Data listing
PR #177, opened 2025-08-07
feat: begin natToFGame

tristan-f-r:
I'm marking this as a draft since there is no proof of `natToFGame`'s correctness. One quite nice thing about working with computable types is that you can quickly test functions like you would without a theorem prover:

```
-- true
#eval ((List.range 200).map (fun n ↦ FGameToNat (natToFGame n : FGame.{0}))) = List.range 200
```

### DIFF
--- a/CombinatorialGames/Game/Computability/Countable.lean
+++ b/CombinatorialGames/Game/Computability/Countable.lean
@@ -1,0 +1,146 @@
+/-
+Copyright (c) 2025 Tristan Figueroa-Reid. All rights reserved.
+Released under Apache 2.0 license as described in the file LICENSE.
+Authors: Tristan Figueroa-Reid, Violeta Hernández
+-/
+import CombinatorialGames.Game.Computability.FGame
+import Mathlib.Data.Nat.Digits.Lemmas
+
+/-!
+# The computable bijection between ℕ and FGame
+
+Here, we provide a recursive, computable function constructed by Violeta Hernández from ℕ
+to FGame, derived from Ackermann’s Encoding, and, while it suffices to show that it's surjective
+to show its correctness for Plausible, we aim to prove that it is bijective.
+
+We then construct a `Plausible` instance on `FGame` using this function, allowing us to sample an ℕ
+from RNG and use that to construct an `FGame` for counterexamples.
+
+## Todo
+
+- Define plausible (This can be done right now, but `unsafe Repr` is weird. We can make a stable
+`Repr` by sorting over `FGameToNat`.)
+- Show that `natToFGame` is bijective with `FGameToNat`.
+-/
+
+/- ### For Mathlib -/
+
+instance List.decidableBExU {α : Type*} [DecidableEq α] (p : α → Prop) [DecidablePred p]
+    (l : List α) :
+    Decidable (∃! x, x ∈ l ∧ p x) :=
+  if h : (∃ x, x ∈ l ∧ p x) ∧ ∃ y ∈ l, ∀ x ∈ l, ¬x = y → ¬p x then .isTrue (by
+    obtain ⟨⟨x, hx⟩, ⟨z, hz⟩⟩ := h
+    refine ⟨x, hx, fun y hy ↦ ?_⟩
+    exact (not_imp_not.mp (hz.2 y hy.1) hy.2).trans (not_imp_not.mp (hz.2 x hx.1) hx.2).symm)
+  else .isFalse (by
+    unfold ExistsUnique
+    push_neg at h ⊢
+    intro x hx
+    have ⟨y, hy⟩ := h ⟨x, hx⟩ x hx.1
+    exact ⟨y, ⟨hy.1, hy.2.2⟩, hy.2.1⟩)
+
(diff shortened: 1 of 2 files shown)


CombinatorialGames/Game/Computability/Countable.lean
```diff
@@ -0,0 +1,146 @@
...
+Released under Apache 2.0 license as described in the file LICENSE.
+Authors: Tristan Figueroa-Reid, Violeta Hernández
+-/
+import CombinatorialGames.Game.Computability.FGame
+import Mathlib.Data.Nat.Digits.Lemmas
+
+/-!
+# The computable bijection between ℕ and FGame
+
+Here, we provide a recursive, computable function constructed by Violeta Hernández from ℕ
```
vihdzp: I appreciate the citation, but given how similar this idea is to Ackermann's Encoding I don't think it's necessary.

CombinatorialGames/Game/Computability/Countable.lean
```diff
@@ -0,0 +1,146 @@
+/-
+Copyright (c) 2025 Tristan Figueroa-Reid. All rights reserved.
+Released under Apache 2.0 license as described in the file LICENSE.
+Authors: Tristan Figueroa-Reid, Violeta Hernández
```
vihdzp:
```suggestion
Authors: Tristan Figueroa-Reid, Violeta Hernández Palacios
```

CombinatorialGames/Game/Computability/Countable.lean
```diff
@@ -0,0 +1,146 @@
...
+to FGame, derived from Ackermann’s Encoding, and, while it suffices to show that it's surjective
+to show its correctness for Plausible, we aim to prove that it is bijective.
+
+We then construct a `Plausible` instance on `FGame` using this function, allowing us to sample an ℕ
+from RNG and use that to construct an `FGame` for counterexamples.
+
+## Todo
+
+- Define plausible (This can be done right now, but `unsafe Repr` is weird. We can make a stable
+`Repr` by sorting over `FGameToNat`.)
```
vihdzp:
```suggestion
  `Repr` by sorting over `FGameToNat`.)
```

CombinatorialGames/Game/Computability/Countable.lean
```diff
@@ -0,0 +1,146 @@
...
+  inj' := fun _ ↦ by aesop
+
+theorem Placement.toNat_lt_four (p : Placement) : p.toNat < 4 := by unfold toNat; aesop
+
+/-- Places a child `FGame` into a parent `FGame` following the `Placement` rule. -/
+def Placement.place (parent : FGame) (child : FGame) : Placement → FGame
+| None => parent
+| Left => {parent.leftMoves ∪ {child} | parent.rightMoves}ꟳ
+| Right => {parent.leftMoves | parent.rightMoves ∪ {child}}ꟳ
+| Both => {parent.leftMoves ∪ {child} | parent.rightMoves ∪ {child}}ꟳ
```
vihdzp: You should use `Set.insert` for this.
```suggestion
| Left => {insert child (parent.leftMoves) | parent.rightMoves}ꟳ
| Right => {parent.leftMoves | insert child (parent.rightMoves)}ꟳ
| Both => {insert child (parent.leftMoves) | insert child (parent.rightMoves)}ꟳ
```

CombinatorialGames/Game/Computability/Countable.lean
```diff
@@ -0,0 +1,146 @@
...
+
+/-- Converts a natural number to a placement -/
+def Placement.fromNat {n : ℕ} (hn : n < 4) : Placement := match n with
+| 0 => None
+| 1 => Left
+| 2 => Right
+| 3 => Both
+
+/-- Converts a placement to a natural number -/
+def Placement.toNat : Placement ↪ Nat where
```
vihdzp: I feel like it could be nicer to instead define an equiv `Placement ≅ Fin 4`. Or even, could we work using `Fin 4` instead of `Placement`?

CombinatorialGames/Game/Computability/Countable.lean
```diff
@@ -0,0 +1,146 @@
...
+  obtain ⟨_, hy, rfl⟩ := hx
+  exact hy
+
+/-- The inverse of `natToFGame`. -/
+def FGameToNat (g : FGame) : ℕ :=
+  Nat.ofDigits 4 (((FGameToPlacements g).attach.image
+    fun ⟨x, _⟩ ↦ (FGameToNat x.1, x.2)).asList.map Placement.toNat)
+termination_by g
+decreasing_by exact .single (FGameToPlacements_mem_isOption (by assumption))
+
```
vihdzp, line 156: Can you add the `proof_wanted` for the result that's missing?

CombinatorialGames/Game/Computability/Countable.lean
tristan-f-r: We could work over `Fin 4`, but I don't think we lose much from having to deal with `Placement`. I do agree though that `Placement ≅ Fin 4` seems nicer here

PR #178, opened 2025-08-08
feat: stopping time of loopy games

plp127:
- [x] Depends on: #279

PR #185, opened 2025-08-11
feat: lemmas on `WithTop`

vihdzp:
This should all be upstreamed to Mathlib eventually (with `NatOrdinal` replaced with `Ordinal`). These lemmas help golf the results on birthdays on cuts, and should be helpful with #178 as well.


CombinatorialGames/Mathlib/WithTop.lean
```diff
@@ -0,0 +1,72 @@
...
+  · rw [lt_top_iff_ne_top, ne_top_iff_exists] at h
+    obtain ⟨a, ha⟩ := h
+    rw [range_comp']
+    refine @small_image _ _ _ _ (bddAbove_iff_small.1 ⟨a, ?_⟩)
+    rintro _ ⟨i, rfl⟩
+    rw [← coe_le_coe, ha]
+    apply le_iSup _ i
+  · rw [range_comp'] at hg'
+    have : Small.{u} (range g) := small_of_image coe_injective.injOn
+    rw [iSup, range_comp']
```
tristan-f-r: (just a reordering to make it clear that `withTop_sSup_coe_lt` uses this instance)

```suggestion
    rw [iSup, range_comp']
    have : Small.{u} (range g) := small_of_image coe_injective.injOn
```

PR #188, opened 2025-08-11
feat: `ordinal_alias!` macro

vihdzp:
We collect all the boilerplate results which set up the type aliases `NatOrdinal` and `Nimber` into a single macro `ordinal_alias!`. Besides saving us lines of code, this helps ensure that the APIs for both aliases stay in sync.

This is my first foray into metaprogramming, so lmk if there's a better way to do what I did.

- [x] depends on: #186


tristan-f-r (approved):
I've also never done metaprogramming in lean before, though this looks like how I would do it in other languages.

I believe that @plp127 has done metaprogramming with lean, so it might be best for @plp127 to review this as well 👍

plp127 (approved):
I haven't caught any problems yet, so it's fine, probably?

PR #192, opened 2025-08-15
feat: w^w^w algebraically closed

DjangoPeeters:
This pull request tries to prove that w^w^w is algebraically closed.

### DIFF
--- a/CombinatorialGames/Nimber/WWW.lean
+++ b/CombinatorialGames/Nimber/WWW.lean
@@ -1,0 +1,130 @@
+/-
+Copyright (c) 2025 Django Peeters. All rights reserved.
+Released under Apache 2.0 license as described in the file LICENSE.
+Authors: Django Peeters
+-/
+import Mathlib.Data.Nat.Prime.Defs
+import Mathlib.Data.Nat.Prime.Nth
+import Mathlib.Data.Nat.Nth
+import CombinatorialGames.Nimber.Simplicity
+import Mathlib.Fieldtheory.Minpoly.Field
+import Mathlib.Algebra.Field.Subfield.Defs
+import Mathlib.NumberTheory.PrimeCounting
+import Mathlib.SetTheory.Ordinal.CantorNormalForm
+
+/-!
+# w^(w^w) is algebraically closed
+
+This file aims to prove that `w ^ (w ^ w)` is an algebraically closed field.
+
+The proof follows [On Numbers And Games][conway2001] (pp. 59-61)
+and [On The Algebraic Closure Of Two][lenstra1977] (pp. 1-8).
+
+## Todo
+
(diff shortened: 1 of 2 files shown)


CombinatorialGames/Nimber/WWW.lean
```diff
@@ -0,0 +1,130 @@
+/-
+Copyright (c) 2025 Django Peeters. All rights reserved.
+Released under Apache 2.0 license as described in the file LICENSE.
+Authors: Django Peeters
+-/
+import Mathlib.Data.Nat.Prime.Defs
+import Mathlib.Data.Nat.Prime.Nth
+import Mathlib.Data.Nat.Nth
+import CombinatorialGames.Nimber.Simplicity
+import Mathlib.Fieldtheory.Minpoly.Field
```
tristan-f-r:
```suggestion
import Mathlib.FieldTheory.Minpoly.Field
```

tristan-f-r (commented):
(failed import)

CombinatorialGames/Nimber/WWW.lean
DjangoPeeters: Huh, weird. Both ways work on my laptop. Any idea why?

tristan-f-r: Perhaps its because Windows filepaths are case insensitive?

CombinatorialGames/Nimber/WWW.lean
```diff
@@ -0,0 +1,138 @@
...
+  (Nimber.kappa (nth Nat.Prime k)) ^ (nth Nat.Prime k) = Nimber.alpha (nth Nat.Prime k) := by
+  sorry
+
+protected theorem kappa_pow_decrease (k n : ℕ) {h : n ≠ 0} :
+  (Nimber.kappa ((nth Nat.Prime k) ^ (n + 1))) ^ (nth Nat.Prime k)
+  = (Nimber.kappa ((nth Nat.Prime k) ^ n)) := by
+  sorry
+
+private def tau' : Nimber :=
+  sInf {x | IsAlgClosed x}
```
vihdzp: This is actually equal to `0` because of how we treat those edge cases. Oops.

To prove that `Nimber` is algebraically closed, I'll introduce a definition `algClosure : Nimber → Nimber`. You can then state `algClosure (∗2) = tau`.

DjangoPeeters: Are we allowing 0 (and sometimes 1) to be a group/ring/field/algebraically closed because it's less overhead?

vihdzp: Really it's a matter of "the important theorems don't require these assumptions, so we don't bother adding them".

PR #193, opened 2025-08-16
feat: `AddCommMonoidWithOne IGame` and `MulZeroOneClass IGame`

astrainfinita:


CombinatorialGames/Game/IGame.lean
```diff
@@ -1081,6 +1081,8 @@ instance : MulOneClass IGame where
   one_mul := one_mul'
   mul_one x := mul_comm' .. ▸ one_mul' x
 
+instance : MulZeroOneClass IGame where
```
vihdzp: I think you could simply turn the `MulOneClass` instance into a `MulZeroOneClass` instance.

PR #196, opened 2025-08-17
chore: rename and split `Nimber.Simplicity`

vihdzp:
We create three new files:

- `Nimber.SimplestExtension.Basic`, holding the proof of the first three simplest extension theorems.
- `Nimber.SimplestExtension.Polynomial`, which will hold a bunch of auxiliary definitions for polynomials (to be PR'd later).
- `Nimber.SimplestExtension.Algebraic`, which will contain the proof of the last part of the simplest extension theorem, as well as the proof that nimbers are algebraically closed.

There's no further mathematics done in this PR.


alreadydone:
Why don't you rename the folder SimplestExtension?

vihdzp:
Oh, that explains the confusion! We actually do have that, see e.g. [`IGame.Fits.equiv_of_forall_not_fits`](https://vihdzp.github.io/combinatorial-games/CombinatorialGames/Surreal/Basic.html#IGame.Fits.equiv_of_forall_not_fits).

alreadydone:
The title should become something like "rename and split `Nimber.Simplicity`"

DjangoPeeters (approved):
These changes look good to me.

PR #204, opened 2025-08-20
feat: nim operations on naturals

vihdzp:
We define a type alias for the naturals endowed with nimber operations. We define addition and multiplication (though only the former is currently proven correct).

### DIFF
--- a/CombinatorialGames/Nimber/Nat.lean
+++ b/CombinatorialGames/Nimber/Nat.lean
@@ -1,5 +1,5 @@
 /-
-Copyright (c) 2024 Violeta Hernández Palacios. All rights reserved.
+Copyright (c) 2025 Violeta Hernández Palacios. All rights reserved.
 Released under Apache 2.0 license as described in the file LICENSE.
 Authors: Violeta Hernández Palacios
 -/
--- a/CombinatorialGames/Nimber/Nat.lean
+++ b/CombinatorialGames/Nimber/Nat.lean
@@ -1,0 +1,58 @@
+import CombinatorialGames.Nimber.Basic
+
+alias! /-- The natural numbers, endowed with nim operations. -/ NatNimber Nat
+
+namespace NatNimber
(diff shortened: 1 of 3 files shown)


CombinatorialGames/Nimber/Nat.lean
```diff
@@ -0,0 +1,94 @@
...
+instance : Add NatNimber where
+  add m n := of (m.val ^^^ n.val)
+
+instance : Sub NatNimber where
+  sub m n := m + n
+
+@[simp]
+theorem toNimber_add (x y : NatNimber) : toNimber (x + y) = .of x.val + .of y.val :=
+  (Nimber.add_nat ..).symm
+
```
tristan-f-r, line 54: This is obviously true, but it's nice to see a proof attached to the `Sub` and `Neg` instances.

```suggestion

@[simp]
theorem toNimber_sub (x y : NatNimber) : toNimber (x - y) = .of x.val - .of y.val :=
  toNimber_add ..
  
@[simp]
theorem toNimber_neg (x : NatNimber) : toNimber (-x) = .of x.val :=
  Nimber.neg_eq ..

```

tristan-f-r (approved):

CombinatorialGames/Nimber/Nat.lean
vihdzp: I think it'd be better to have simp lemmas `x - y = x + y` and `-x = x` instead. (These are implied by them)

tristan-f-r: Sounds good :+1:

tristan-f-r:
```suggestion

@[simp] theorem sub_eq (x y : NatNimber) : x - y = x + y := rfl
@[simp] theorem neg_eq (x : NatNimber) : -x = x := rfl

```

PR #207, opened 2025-08-21
chore: remove redundant theorems on game equivalence 

vihdzp:
There's two things that irk me about `equiv_of_forall_lf` and `equiv_of_exists_le`:
1. These are actually mathematical equivalences, and I think they should have been stated as such. In the context of a longer proof, I would not feel comfortable applying these theorems without knowing they were iffs - what if I end up with a goal that's false?
2. They aren't really worth stating as iffs either, since they're straightforward to show by just unfolding definitions (admittedly you have to be slightly careful since `simp_rw [le_iff_forall_lf]` loops, but as the new proof of `equiv_of_exists` shows this isn't a huge problem).

Asking for @plp127's approval since he's the one who added these in the first place.

### DIFF
--- a/CombinatorialGames/Game/IGame.lean
+++ b/CombinatorialGames/Game/IGame.lean
@@ -453,26 +453,15 @@ def delabFuzzy : Delab := do
     annotateGoToSyntaxDef stx
   catch _ => failure -- fail over to the default delaborator
 
-theorem equiv_of_forall_lf {x y : IGame}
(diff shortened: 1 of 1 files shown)


plp127:
I was gonna use those!

vihdzp:
Well, my question is whether you really need them. Isn't it easier to just use `constructor` to split `AntisymmRel` and then unfold ≤ as needed?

Assignment
Transcribe each line of the data above, unaltered, from the one where "tristan-f-r: We could" appears to the one where "PR #185, opened 2025-08-11" appears, inclusive of both.

Your response
tristan-f-r: We could work over `Fin 4`, but I don't think we lose much from having to deal with `Placement`. I do agree though that `Placement ≅ Fin 4` seems nicer here

PR #178, opened 2025-08-08
feat: stopping time of loopy games

plp127:
- [x] Depends on: #279

PR #185, opened 2025-08-11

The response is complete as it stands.